Investigation on the Effect of Al2O3 Nanoparticle with Surfactant on Electrical Performance of Synthetic Ester Liquid

Nanofluids with surfactants show uniform dispersion of nanoparticles in the base fluid. In the present study, nano-alumina particles were dispersed in synthetic ester fluid with Span 80 as a surfactant. Uniform dispersion and stability of nanoparticles were ascertained through zeta potential measurements. The performance of nanofluids with surfactant was analysed by carrying out breakdown studies under AC, and lightning impulse voltages. The optimized surfactant-modified nanofluid was observed to have improved positive Lightning Impulse breakdown voltage by 12.5 %, along with an increase in the time to breakdown ( $\Delta\mathrm{t}$ ).
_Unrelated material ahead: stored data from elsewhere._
PR #1446, opened 2026-06-18
[MRI] Check if CenterID is defined before going further

hansfauer:
Supercedes: #1228

Validate config-provided CenterID against the database in getPSC

When the config (e.g. the prod file) already provides a CenterID,
check it exists in the psc table and return it, instead of trusting it
blindly or falling through to the error-prone patient-name matching.

Raises an error if the CenterID is invalid. (Or maybe simply return 0 instead?)
Update the getPSC POD to reflect that it now returns the CenterID.

### DIFF
--- a/uploadNeuroDB/NeuroDB/MRI.pm
+++ b/uploadNeuroDB/NeuroDB/MRI.pm
@@ -1086,8 +1086,7 @@ sub createNewCandID {
 
 Looks for the C<CenterID> of a scan. If the configuration already provides a
 C<CenterID>, it is validated against the C<psc> table. Otherwise, the C<CenterID>
-is looked up using the C<session> table (for cases where it is created using the
-front-end), and as a last resort by matching the site alias against whatever field
+is looked up using the C<session> table, and as a last resort by matching the site alias against whatever field
 (usually C<patient_name> or C<patient_id>) is provided.
 
 INPUTS:
--- a/uploadNeuroDB/NeuroDB/MRI.pm
+++ b/uploadNeuroDB/NeuroDB/MRI.pm
@@ -1084,19 +1084,18 @@ sub createNewCandID {
 
 =head3 getPSC($patientName, $dbhr, $db)
 
-Looks for the site alias using the C<session> table C<CenterID> as
-a first resource, for the cases where it is created using the front-end,
-otherwise, find the site alias in whatever field (usually C<patient_name>
-or C<patient_id>) is provided, and return the C<MRI_alias> and C<CenterID>.
+Looks for the C<CenterID> of a scan. If the configuration already provides a
+C<CenterID>, it is validated against the C<psc> table. Otherwise, the C<CenterID>
+is looked up using the C<session> table (for cases where it is created using the
+front-end), and as a last resort by matching the site alias against whatever field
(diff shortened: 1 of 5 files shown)


hansfauer:
Remove the 'die' and return 0 instead. Also remove mri_alias in the perl code as well

hansfauer:
Following up on the imaging meeting, this PR now updates the safety check (if statement in getPSC) and finishes the Perl-side MRI_alias removal, addressing issue #1447 .

In getPRC in MRI.pm it updates the safety check to return 0 rather than throw an error with die.

mri_alias was removed from all code in loris_mri now: 
Session queries and patient name matching now use CenterID and Alias instead. And PSCOB no longer fetches the mri_alias column. 
the getCenterNameFromCenterID function now returns the human-readable psc.Name instead of the MRI alias

uploadNeuroDB/NeuroDB/MRI.pm
```diff
@@ -1110,36 +1108,48 @@ sub getPSC {
                             $dbhr,
                             $db
                         );
+    ## If the configuration (e.g. the prod file) already provides a CenterID,
```
nicolasbrossard, line 1111: The `PSCOB` class should be used to perform that validation instead of directly querying the database.

uploadNeuroDB/tarchiveLoader.pl
```diff
@@ -377,7 +377,7 @@ =head2 Methods
 ################################################################
 my $centerID =
      $utility->determinePSC(\%tarchiveInfo, 0, $upload_id);
-my $mri_alias = $utility->getCenterNameFromCenterID($centerID);
+my $center_name = $utility->getCenterNameFromCenterID($centerID);
```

The modified version of Abedian and Sonin's theory is used to deduce the wall charge density coefficient for Al 2 O 3 -ester-based nanofluid in a Couette flow using a spinning disk system. The study of streaming current due to flow electrification shows that surfactant-modified nanofluid has higher streaming current as compared to unmodified nanofluid. The effect of temperature on electrification current has been observed within a temperature range of 30°C to 90 °C at different angular velocity. The streamline pattern along with surface velocity magnitude is simulated under different disk velocity and dimension using COMSOL to realize the hydrodynamic condition of flow of nanofluid.